§ **To do**: Supply the number of lines below containing "None", nothing else.

◆ ◆ ◆ ◆ ◆

PR #806, opened 2022-12-17
fix: uproot.dask: Protect against `branches=None` in `project_columns`

douglasdavis:
In `uproot.dask`'s `project_columns` implementations we need to make sure `branches` is not `None` before looping over the argument. (The optimization in `dask-awkward` will run project_columns with `None` branches if the the optimization determines that all original branches are necessary). more info at https://github.com/dask-contrib/dask-awkward/issues/134 and https://github.com/dask-contrib/dask-awkward/pull/131

### DIFF
--- a/src/uproot/_dask.py
+++ b/src/uproot/_dask.py
@@ -597,9 +597,11 @@ class _UprootRead:
         )
 
     def project_columns(self, branches):
+        if branches is not None:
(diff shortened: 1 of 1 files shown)


kkothari2001 (approved):
LGTM!

jpivarski:
I agree. I'll merge it!

PR #705, opened 2022-09-05
feat: Support writing of RNTuple

Moelf:

PR #812, opened 2023-01-06
fix: an uproot.dask test was wrong; revealed by new dask-awkward.

jpivarski:
The `da[da.int_branch < 0]` expression should return an array with all fields, not just `"int_branch"`. An update in dask-awkward (2023.1.0) got it right, and older version (2022.12a3.dev6+g7fe448a) got it wrong, and presumably the old test was modeled on the old dask-awkward result.

There's still an error in these tests, which comes from scikit-hep/scikit-hep-testdata#111. A ROOT file was updated that the Uproot RNTuple test can no longer read. @Moelf?

### DIFF
--- a/src/uproot/const.py
+++ b/src/uproot/const.py
@@ -4,6 +4,7 @@
 This module defines integer constants used by serialization and deserialization routines.
 """
 
+import struct
 
 import numpy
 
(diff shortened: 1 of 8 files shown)


Moelf:
yeah, the `array<>` was not handled before, so need #705

Moelf (approved):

◆ ◆ ◆ ◆ ◆

§ **Written answer**: 3